Long active in Whig politics, Greeley served briefly for three months as a congressman from New York as a result of his alliance with William H. Seward and Thurlow Weed.  He helped found the Republican Party in 1854, and then broke with Seward and Weed at the 1860 Republican National Convention, backing the nominee, Abraham Lincoln.    When the Civil War broke out, he mostly supported Lincoln, though urging him to commit to the end of slavery before the president was willing to do so.  Later, leading against the corruption in President Ulysses S. Grant’s Republican administration, Greeley was the new Liberal Republican Party’s candidate in the 1872 U.S. presidential election.  Despite having the additional support of the Democratic Party after their candidate died, he lost in a landslide and, devastated at the defeat, died three weeks later before the casting of the electoral vote.
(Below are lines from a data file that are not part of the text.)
PR #331, opened 2022-07-22
12577 update correction title to Register Correction

lambert-alex:
*Issue #:* /bcgov/entity#12577

*Description of changes:*

- Correction header is now marked as Register correction
- App version = 3.4.7


lambert-alex (commented):
When I merge PR 330 then I can fix the merge conflicts.

src/mixins/common-mixin.ts
```diff
@@ -119,9 +119,9 @@ export default class CommonMixin extends Vue {
         return 'Record Conversion'
       case RouteNames.CORRECTION:
         if (this.isCorrectedIncorporationApplication) {
-          return 'Correction - Incorporation Application'
+          return 'Register Correction - Incorporation Application'
```
severinbeauvais, line 122: I'm not certain what the requirement is, but I think it doesn't include the IA correction title. Please confirm with Linda/Dave and Yui. Thanks.

lambert-alex: Okay I'll ask during stand up to confirm

lewischenstudio:
I have a question about this ticket: [link](https://github.com/bcgov/entity/issues/12577). The following checkboxes are not displayed in the description:
- [ ] display only if client error (staff are able to enter the name that they have on the form)
- [ ] for staff error, verify that Filed By uses default user

Correct me if I'm wrong. In our current dev state, we are forcing the Edit UI to use `CorrectionErrorType == "STAFF"`. If that's the case, whether it's an client or staff error, the completing party will display the default user. Either way, the Edit UI doesn't display "Completing Party". Even if it does, it should display "Completing Party" with the input field filled by default user and the input field is disabled. 

If this is correct, then it will be nice to include those in this ticket.

severinbeauvais:
> In our current dev state, we are forcing the Edit UI to use CorrectionErrorType == "STAFF". 

Subtle amplification: we're checking if type is CLIENT. If not (including if it's blank) then we assume STAFF.

src/mixins/common-mixin.ts
severinbeauvais: I heard in grooming today that it's "Register Correction" for all correction types, so this code can be simplified.

severinbeauvais (approved):

lewischenstudio (approved):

Horace Greeley: Newspaperman is a biography, partly fictional but based primarily on Greeley’s autobiography, of the childhood and career of this important character in American history.  Like the well-known “Childhood of Famous Americans” series, it focuses primarily on his youth but also includes some of his later life as well.  The author, who wrote, “Therefore this book for young readers, though fictional in form, has its basis in fact…, and most of the action of the first fifteen chapters is a fictionalized version of what Horace Greeley himself has written,” shows how the Bible played a vital part in shaping Greeley’s views as a young man.  One does not need to agree with all of his political views to appreciate his role in our nation’s development.  Other similar biographies by the same author include Ethan Allen: Green Mountain Boy; James Fenimore Cooper: Leatherstocking Boy; Jim Bowie: Boy With A Hunting Knife; Harriet Tubman: Freedom Girl; Jeb Stuart: Boy in the Saddle; George M. Cohan: Boy Theater Genius; and Jim Bridger: Mountain Boy.